Friday, February 16, 2007
The "hardening" Supreme Court?
A few days ago, Dahlia Lithwick had a piece in which she remarked on what she took to be a strange fact, namely, that "American support for the death penalty is diminishing—except on the Supreme Court." Now, as other bloggers have contended (convincing, I think) Lithwick's argument is not very strong: That some justices continue to enforce and apply duly enacted laws that permit the death penalty, and regulate post-conviction-review processes is an apple to the orange of changing public views on the wisdom of capital punishment.
Another thought, though: Lithwick observes that "in a curious application of Newtonian physics, public and state support for capital punishment is steadily declining in America just as the resolve to maintain the death penalty seems to harden in the one institution that was, until recently, showing real doubt: the Supreme Court. . . . In a curious application of Newtonian physics, public and state support for capital punishment is steadily declining in America just as the resolve to maintain the death penalty seems to harden in the one institution that was, until recently, showing real doubt: the Supreme Court."

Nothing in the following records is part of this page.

PR #10377, opened 2024-07-18
Fix [FreeCodeCampPoints] not found handling

PyvesB:
The API apparently now returns a nice 404 response code we can leverage.

### DIFF
--- a/services/freecodecamp/freecodecamp-points.service.js
+++ b/services/freecodecamp/freecodecamp-points.service.js
@@ -1,11 +1,6 @@
 import Joi from 'joi'
 import { metric } from '../text-formatters.js'
-import {
-  BaseJsonService,
-  InvalidResponse,
-  NotFound,
-  pathParams,
-} from '../index.js'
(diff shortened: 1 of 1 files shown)


services/freecodecamp/freecodecamp-points.service.js
```diff
@@ -62,18 +57,18 @@ export default class FreeCodeCampPoints extends BaseJsonService {
...
         },
       },
+      httpErrors: { 404: 'profile not found' },
     })
   }
 
   static transform(response, username) {
     const { entities } = response
 
-    if (entities === undefined)
```
chris48s, line 71: If we're removing this handling, we tighten up the schema and make sure the values we need are now required in the schema. At the moment the schema is written to accept bad values so we could handle the not found case like this.

chris48s (changes requested):

services/freecodecamp/freecodecamp-points.service.js
PyvesB: Good catch, thanks!

chris48s (approved):

Issue #10249, opened 2024-06-12
Exact values


chris-y:
:clipboard: **Description**

On the Lemmy badge (and I assume others), the value displayed is rounded up to the nearest 1.1k over 1000. Is it possible to display the exact values up to a higher figure?

![339097396-c33cfe54-f6f6-4df7-8472-0c9a72a446ba.png](https://github.com/badges/shields/assets/1818803/db6eee00-05eb-4c3e-b7a9-6a4f20294c40)

M4rtineski:
Lemmy is a small platform and we find exact numbers rather valuable because of hard it is to get them.

PyvesB:
Hello 👋🏻 

The code that governs how numbers get rendered lives here:
https://github.com/badges/shields/blob/05f0d866dace36d1e565f6670d69262f9e0b08db/services/text-formatters.js#L89

* we could change it. However this would also impact many of our other service badges.
* we could make a special case for Lemmy. This would set a precedent, which could risk increasing code complexity and reducing the consistency of our badges in the long run.

One argument for changing it for all badges is that number with unit abbreviations such as `k`, `G`, `M`, etc. are arguably harder to read than their digit-only counterparts. `1.1k` technically has the same number of characters as `1187`, so we could change the algorithm slightly to not display any abbreviations up to 9999, and leave the same behaviour for all higher numbers.

Would be keen on hearing what other maintainers think.

chris48s:
So there are probably a few badges where we show a number of things exactly rather than using `metric()`, but I'd say those are a result of oversight/inconsistency than design. If we can pick out counter-examples where we always show an exact number, we should fix them to use metric.

I think there's a few things to take into account if we are looking at changing `metric()` aside from number of characters. In fact, I'd never really thought about number of characters as a consideration myself:

- Readability: I'm not sure I have a totally clear view on whether it is easier to parse `1.1k` or `1,144` at a glance. I do think `1,144` is preferable to `1144` though. Either way, I'd say readability is the main thing to optimise for here. I'd be really interested if there is any research on this topic as I don't know the answer but I'd be happy to make a decision one way or the other based on evidence.
- One of the main reasons for rounding is that the kind of stats we're reporting (number of stats/download/users/whatever) are indicative rather than authoritative. Do you make a different decision knowing that a package has "1,144" stars rather than "about ~1,100" or knowing that it had "1,144" downloads in the last month rather than "about ~1,100". Probably not.
[...]

PR #10406, opened 2024-07-24
use metric() for [discord] and [revolt] badges

chris48s:
Refs https://github.com/badges/shields/issues/10249#issuecomment-2171684953

These badges display exact values, but they should really use `metric()`


PyvesB (approved):
Looks good! 👍🏻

It strikes me that this indictment has more force if directed against, say, the Court majority in the Stenberg case (invalidating a state's partial-birth-abortion ban). It is quite clear that the public does not support -- if it ever did -- the abortion regime constitutionalized in Roe v. Wade. (To the extent the public supports Roe, it is, I think, because they believe that regime is less absolutist than it is.) States and Congress are passing law after law, attempting to regulate reasonably abortion. And yet, in a "curious application of Newtonian physics," there were (until recently) five Justices on the Court who . . . etc. etc. etc.